Segmentation#
In order to perform the core analysis, the windowing analysis, we first need to find the outline of the cell in all frames. Depending on the quality and type of acquisition this can be present different levels of complexity. A major complication is the requirement that the complete segmentation is nearly perfect to allow for a correct tracking. Three methods are currently available: a simple custom algorithm based on cell edge detection, a generalistic machine learning solution called Cellpose, and finally an Ilastik-based solution. They are all implemented in the segmentation module.
Custom segmentation#
In some cases e.g. with very bright and constant signal, it is possible to easily segment cells with standard approaches based on filtering, thresholding etc. Such an algorithm based on filtering with the Farid edge finder is currently available. Additional algorithms can easily be added to the software.

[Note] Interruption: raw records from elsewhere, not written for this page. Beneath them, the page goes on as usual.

PR #4074, opened 2022-06-01
Fix test_fsx_lustre_backup

hanwen-pcluste:
With this commit https://github.com/aws/aws-parallelcluster/commit/271aba696ae9e7154582a859624928c74d5d8167, we added the default lustre deployment type `SCRATCH_2` and Lustre server version`2.12.

However, if backup id is specified, those defaults shouldn't be specified because the Lustre file system configuration will be created according to the backup configuration.

### Checklist

### DIFF
--- a/cli/src/pcluster/config/cluster_config.py
+++ b/cli/src/pcluster/config/cluster_config.py
@@ -350,7 +350,9 @@ class SharedFsxLustre(BaseSharedFsx):
         super().__init__(**kwargs)
         self.storage_capacity = Resource.init_param(storage_capacity)
         self.fsx_storage_type = Resource.init_param(fsx_storage_type)
-        self.deployment_type = Resource.init_param(deployment_type, default="SCRATCH_2")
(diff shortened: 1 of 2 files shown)


cli/src/pcluster/config/cluster_config.py
```diff
@@ -366,6 +366,7 @@ def __init__(
         self.auto_import_policy = Resource.init_param(auto_import_policy)
         self.drive_cache_type = Resource.init_param(drive_cache_type)
         self.file_system_type = LUSTRE
+        self.file_system_type_version = "2.12" if backup_id is None else None
```
chenwany: What happen if file_system_id is provided?

hanwen-pcluste: Good catch.
Although the self.file_system_type_version is ignored when `file_system_id` is provided, I improve the code to not provide any defaults if  `file_system_id` is provided

chenwany (approved):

To use this solution, either select it in the user interface or adjust the param.seg_algo = "farid"
.
Cellpose segmentation#
Cellpose is a generalistic deep learning based algorithm to segment a vast choice of cells and nuclei in microscopy images. Generalistic means that is has been pre-trained on a large and varied dataset and doesn’t need re-training. The only requirement is to provide a diameter estimate of cells in a given experiment. Of all methods it is by far the slowest but shows excellent results even in complex situation e.g. with touching cells. Beware that it tends to smooth the edges of the cell, so it is not very appropriate to use if you are interested in finer details at the edges.

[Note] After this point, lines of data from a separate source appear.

PR #4115, opened 2022-06-15
Fixed bug that prevented generating log widgets

HWong-sudo:
### Description of changes
* Added conditional statement to function "_is_logs_section_empty". Original code was preventing a log widget with no pre-existing conditions from being formed.   

### Tests
* Passed unit tests on PCluster2 


HWong-sudo:
Discovered error when trying to create log widget with no specified condition. Solved by editing function "_is_logs_section_empty" . Before edits if you wanted to create a log with no conditions, not possible to reach the desired empty_section = false in specified function. Now possible to create log with no condition while still checking valid for conditions  on sections where condition exists

chenwany:
Good catch! Please also update the changelog to include the the fix.

HWong-sudo:
Edited comment: 

Fixed bug to allow for cloud watch log without log stream conditions

chenwany (dismissed):
LGTM!

enrico-usai (changes requested):
@HWong-sudo thanks for creating this patch!
Before merging it could you please update the PR description and the commit message to match the following rules: 
* [Limit the subject line to 50 characters](https://cbea.ms/git-commit/#limit-50)
* [Capitalize the subject line](https://cbea.ms/git-commit/#capitalize)
* [Use the imperative mood in the subject line](https://cbea.ms/git-commit/#imperative)
* [Use the body to explain what and why vs. how](https://cbea.ms/git-commit/#why-not-how)

For example the title might be something like: `Permit creation of CW Dashboard Widgets without conditions for the Log Stream`

Then in general when creating a PR we should populate the template sections: 
* Description of changes -  what you're changing and why you're doing these changes
* Tests - Describe the automated and/or manual tests executed to validate the patch.
* References (if available)
* Checklist (the flags must be checked after verifying they have been addressed)

@chenwany I think in this case we can avoid to add a line in the changelog because it's an internal change required for future extensions, we're not fixing an user facing bug.

enrico-usai (approved):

To use this solution, either select it in the user interface or adjust the param.seg_algo = "cellpose"
. Don’t forget to also set the cell diameter e.g. param.diameter = 60
in pixel units.
Ilastik segmentation#
The safest way to achieve good segmentation is to keep some level of manual control over it. This is offered by ilastik, a machine learning based solution which learns from manual annotations. The main advantage of this solution is that it allows you to verify that segmentation is accurate, in particular if there are effects like bleaching towards the end of the acquisition. Here we use the simplest workflow for pixel classification (you can find many tutorials online, starting on the Ilastik web site).
Data format#
You will need to add all frames of a given channel to the ilastik project. If your data are not in the appropriate format (e.g. ND2 files), first convert them (via standard solutions or custom ones like the solution provided in this package to convert ND2 files to H5).
Create project and annotate#
Create a pixel classification project and add all your files to be segmented to the project. Make sure the format is tyx
(or tyxc
) and not cyx
or zyx
by double clicking on your dataset and fixing the dimensions if necessary. Follow the standard ilastik pixel classification workflow with two labels: use the first label for cell segmentation and the second label for backhround. Make sure that the segmentation provides well-segmented cell(s) by browsing through the data and turning the live segmentation ON (disable it when moving across frames as otherwise Ilastik will segment all traversed images).
Export#
Once you are satisfied with the segmentation, you can run the complete segmentation over all frames. Go to the “Prediction Export” tab, and select “Simple Segmentation” as Source. Then click on “Choose Export Image Settings…”. You can leave most defaults as they are but adjust (see screen capture below):
Format: tif sequence
Directory: create and select a directory where to save the segmentation (e.g.
Ilastiksegmentation
)File Pattern: segmented_k_{slice_index}.tif
Using in Morphodynamics#
If you want to use the Ilastik segmentation when analyzing your data, select the ilastik option in the User Interface or set param.seg_algo = "ilastik"
. With that setting the segmentation part is automatically skipped and masks recovered from the ilastik output.